Beyond the switch IP and Port are the current values of selected parameters of the port connecting the endpoint triggering the event. Note that drop down menus are provided for each parameter that are used in conjunction with the Apply Changes button to changed selected parameters of ports. Above the drop down menu, the current state of the port is reflected for each of the parameters as follows:

•Link State—Reflects the current link state setting of the port. Down indicates that the port has been administratively disabled. Up indicates that the endpoint is active and connected to the network.

•802.1X Setting and PAE State—no entry indicates 802.1X disabled (or not supported), Auto, ForceAuth or ForceUnAuth. Below the setting in parentheses the state of the PAE is indicated: Auth, or UnAuth.

•VLAN—indicates the VLAN name (if configured) or VID of the port.

The choices for setting each of the port parameters provided by the drop-down menus are as follows:

–Link State—up, or administratively down.
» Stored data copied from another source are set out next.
Issue #1305, opened 2018-01-22
Change checkstyle linter to allow for setting classpath


nemrod:
The current checkstyle implementation uses the checkstyle command, which doesn't allow for setting classpath. Without it we can't change checkstyle version or, as is the trouble in my case, specify an additional jar file that we have built ourselves that extends the functionality.

I suggest checkstyle is called in the way checkstyle themselves specify on [this page](http://checkstyle.sourceforge.net/cmdline.html), e.g. "java -classpath MyCustom.jar;checkstyle-8.7-all.jar com.puppycrawl.tools.checkstyle.Main -c config.xml Check.java". An option needs to be added, "ale_java_checkstyle_classpath". A bonus is that we don't need a checkstyle binary installed at all.

Syntastic does checkstyle in this way for this reason, you can check out their code for how to do it.

w0rp:
Feel free to create a pull request for this with tests.

languitar:
Along these lines it would also be good to make the use of a temporary file an option because this break the check for the existence of a package-info.java file.

languitar:
Just as a note, what I did to launch a custom checkstyle version is to set the following in an `.exrc` file:
```vim
let $PATH=getcwd() . ':' . $PATH
```
The project root then contains as `checkstyle` launcher script for the correct version.

hsanson:
Once #2542 is accepted and merged it would be possible to configure the binary path used to invoke checkstyle. With this we can create launch scripts with all the configuration options we want and tell ALE to use that launch script.

hsanson:
Creating an executable script (e.g. mycheckstyle.sh) that contains the invokation command and then setting is as checkstyle executable should do what is needed:

```bash
#!/usr/bin/env bash
# mycheckstyle.sh script to invoke checkstyle via JAR file.
java -classpath MyCustom.jar;checkstyle-8.7-all.jar com.puppycrawl.tools.checkstyle.Main "$@"
```

Then set in your vimrc:

```
let g:ale_java_checkstyle_executable = '/absolute/path/to/mycheckstyle.sh'
```

PR #2063, opened 2018-11-07
Checkstyle improvements

languitar:
This PR adds support for an older output format of checkstyle and removes the support for linting temporary files, which causes problems for some checks as discussed in #1305.


w0rp:
Cheers! :beers:

PR #2068, opened 2018-11-11
Add linter for ispc

m-pilia:
Hi w0rp! I added a linter for [ispc](https://github.com/ispc/ispc).

Unfortunately the output of `ispc` is quite inconsistent and messages can be split over multiple lines quite randomly, but this should be able to recover the entire error/warning message text.

I have basically zero experience with VimL, so if I did something stupid in the code please let me know and I will try to fix it.

### DIFF
--- a/README.md
+++ b/README.md
@@ -140,7 +140,7 @@ formatting.
 | HCL | [terraform-fmt](https://github.com/hashicorp/terraform) |
 | HTML | [alex](https://github.com/wooorm/alex) !!, [HTMLHint](http://htmlhint.com/), [proselint](http://proselint.com/), [tidy](http://www.html-tidy.org/), [prettier](https://github.com/prettier/prettier), [write-good](https://github.com/btford/write-good) |
 | Idris | [idris](http://www.idris-lang.org/) |
-| ISPC | [ispc](https://ispc.github.io/) |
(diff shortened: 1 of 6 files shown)


m-pilia:
I was having a closer look at the source code of ispc, the annoyance comes from the fact that it [detects](https://github.com/ispc/ispc/blob/71b24470efc505880405e1fc5d34d234d16569c3/src/util.cpp#L80-L98) the terminal width and wraps output lines accordingly. So messages are minced in different ways according to the width of the Vim terminal. Great...

The current implementation of the handler copes with almost all error messages, searching through the source I found a few uncommon messages that are not terminated by punctuation. I am considering to open a PR to ispc to fix the format inconsistencies upstream, rather than bloat the handler here.

In any case, the while loop in the handler was designed such that, even if the termination of a message is missed, some garbage may be added to that message, but then handling recovers without missing any error/warning.

w0rp:
It looks like you can pass `--nowrap` to the compiler to tell it not to wrap long lines. https://github.com/ispc/ispc/blob/71b24470efc505880405e1fc5d34d234d16569c3/src/main.cpp#L639 Try that.

m-pilia:
Great, thanks! It works now. That option is totally undocumented.

w0rp:
Cheers! :beers:

PR #2071, opened 2018-11-12
Add specific highlight group for virtual text

jamestthompson3:
This changes the highlight group used in the `ale_virtualtext` function. It allows for the styling of virtual text to be different than the default `ALEError` or `ALEWarning` allowing vitualtext to stand out better.

Before:
old_highlight

After:
new_highlight

### DIFF
--- a/autoload/ale/virtualtext.vim
+++ b/autoload/ale/virtualtext.vim
@@ -63,11 +63,18 @@ function! ale#virtualtext#ShowCursorWarning(...) abort
         let l:type = get(l:loc, 'type', 'E')
 
         if l:type is# 'E'
-            let l:hl_group = 'ALEVirtualTextError'
+            if exists('g:ale_virtualtext_error_hi')
+              let l:hl_group = g:ale_virtualtext_error_hi
+            else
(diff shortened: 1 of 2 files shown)


autoload/ale/virtualtext.vim
```diff
@@ -63,9 +63,9 @@ function! ale#virtualtext#ShowCursorWarning(...) abort
         let l:type = get(l:loc, 'type', 'E')
 
         if l:type is# 'E'
-            let l:hl_group = 'ALEError'
+            let l:hl_group = 'ALEVirtualTextError'
         elseif l:type is# 'W'
-            let l:hl_group = 'ALEWarning'
+            let l:hl_group = 'ALEVirtualTextWarning'
```
w0rp: You should define a default for this group above, aliasing it to the old group names, and document the highlights in the section for highlighting in the main help file.

w0rp:
You should use the new highlight group names like you did in your first commit, and set them to default to the other highlight groups. Have a look at the signs or highlight files for examples. Document the new highlights in the section for highlighting.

Changing the Link State to down on a port effectively places the port in an admin down state until it is returned manually to the up state.

–802.1X - allows the following settings to be selected on the ports of network devices with 802.1X authentication implemented and enabled:

- Auto—802.1X authentication enabled

- Force UnAuth—Port placed in unauthenticated state, administratively down

- Force Auth—Port placed in authenticated state administratively, 802.1X authentication effectively disabled

–VLAN—allows the port to be administratively assigned to any VLAN name specified in the network device configuration (VLAN Name-to-VID mapping, see Chapter 8, "Adding Network Devices to the NAC Profiler Configuration").

If the Events interface is used to make changes to port parameters, use the Apply Changes button to execute changes. In order for network device parameters to be changed via this interface, NAC Profiler must have read-write SNMP access to the device or devices being re-configured.

Clearing Profiler Events

Profiler Events displayed in the Endpoint Console will remain in the table of events for the length of the historical period if not manually cleared.

To manually clear events, select the Clear Event checkbox of the event or events that should be cleared from the first column of the table of events. Selecting the Apply Changes button with event(s) selected for clearing will result in the event(s) being permanently cleared from the table and the database.